Referenced in: none

Automatically associated channels: Nav1.5 , Slo1

Title: Silencing of desmoplakin decreases connexin43/Nav1.5 expression and sodium current in HL‑1 cardiomyocytes.

Authors: Qianhuan Zhang, Chunyu Deng, Fang Rao, Rohan M Modi, Jiening Zhu, Xiaoying Liu, Liping Mai, Honghong Tan, Xiyong Yu, Qiuxiong Lin, Dingzhang Xiao, Sujuan Kuang, Shulin Wu

Journal, date & volume: Mol Med Rep, 2013 Sep , 8, 780-6

PubMed link: http://www.ncbi.nlm.nih.gov/pubmed/23877755

Abstract
Desmosomes and gap junctions are situated in the intercalated disks of cardiac muscle and maintain the integrity of mechanical coupling and electrical impulse conduction between cells. The desmosomal plakin protein, desmoplakin (DSP), also plays a crucial role in the stability of these interconnected components as well as gap junction connexin proteins.

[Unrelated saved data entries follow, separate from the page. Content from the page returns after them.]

PR #163486, opened 2025-09-22
Add type annotations to MPS profiler utilities

bobrenjc93:
## Summary
- drop the local mypy allow-untyped-defs escape hatch in the MPS profiler helpers
- annotate the context managers and bool helpers so they type-check cleanly

## Testing
- python -m mypy torch/mps/profiler.py --config-file mypy-strict.ini

------
https://chatgpt.com/codex/tasks/task_e_68d0ce4df2e483268d06673b65ef7745

### DIFF
--- a/torch/mps/profiler.py
+++ b/torch/mps/profiler.py
@@ -1,5 +1,5 @@
 import contextlib
-from typing import Iterator, cast
+from typing import Iterator, Literal
 
 import torch
 
@@ -14,7 +14,10 @@ __all__ = [
 ]
 
 
-def start(mode: str = "interval", wait_until_completed: bool = False) -> None:
+ProfilerMode = Literal["interval", "event", "interval,event"]
+
+
+def start(mode: ProfilerMode = "interval", wait_until_completed: bool = False) -> None:
     r"""Start OS Signpost tracing from MPS backend.
 
     The generated OS Signposts could be recorded and viewed in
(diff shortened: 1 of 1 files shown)


torch/mps/profiler.py
```diff
@@ -35,16 +35,18 @@ def start(mode: str = "interval", wait_until_completed: bool = False) -> None:
...
-def stop():
+def stop() -> None:
     r"""Stops generating OS Signpost tracing from MPS backend."""
-    torch._C._mps_profilerStopTrace()
+    torch._C._mps_profilerStopTrace()  # type: ignore[attr-defined]
 
 
 @contextlib.contextmanager
-def profile(mode: str = "interval", wait_until_completed: bool = False):
+def profile(mode: str = "interval", wait_until_completed: bool = False) -> Iterator[None]:
```
Skylion007: Perfect: mode should be replaced with a literal of valid mode down the line though

torch/mps/profiler.py
```diff
@@ -72,16 +74,16 @@ def is_metal_capture_enabled() -> bool:
     """Checks if `metal_capture` context manager is usable
     To enable metal capture, set MTL_CAPTURE_ENABLED envvar
     """
-    return torch._C._mps_isCaptureEnabled()  # type: ignore[attr-defined]
+    return cast(bool, torch._C._mps_isCaptureEnabled())  # type: ignore[attr-defined]
```
Skylion007: I'd probably just add it to the type ignore. We can remove it when we add proper type stubs here.

Skylion007: Actually hold on, it doesn't give an error on CI and actually complains about redundant cast...

Skylion007 (approved):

In addition to cell‑to‑cell junctions, other molecules, including voltage‑gated sodium channels (Nav1.5) are present in the intercalated disk and support the contraction of cardiac muscle. Mutations in genes encoding desmosome proteins may result in fatal arrhythmias, including arrhythmogenic right ventricular cardiomyopathy (ARVC). Therefore, the aim of the present study was to determine whether the presence of DSP is necessary for the normal function and localization of gap junction protein connexin43 (Cx43) and Nav1.5. To examine this hypothesis, RNA interference was utilized to knock down the expression of DSP in HL‑1 cells and the content, distribution and function of Cx43 and Nav1.5 was assessed. Western blotting and flow cytometry experiments revealed that Cx43 and Nav1.5 expression decreased following DSP silencing. In addition, immunofluorescence studies demonstrated that a loss of DSP expression led to an abnormal distribution of Cx43 and Nav1.5, while scrape‑loading dye/transfer revealed a decrease in dye transfer in DSP siRNA‑treated cells. The sodium current was also recorded by the whole‑cell patch clamp technique. The results indicated that DSP suppression decreased sodium current and slowed conduction velocity in cultured cells. The present study indicates that impaired mechanical coupling largely affects electrical synchrony, further uncovering the pathogenesis of ARVC.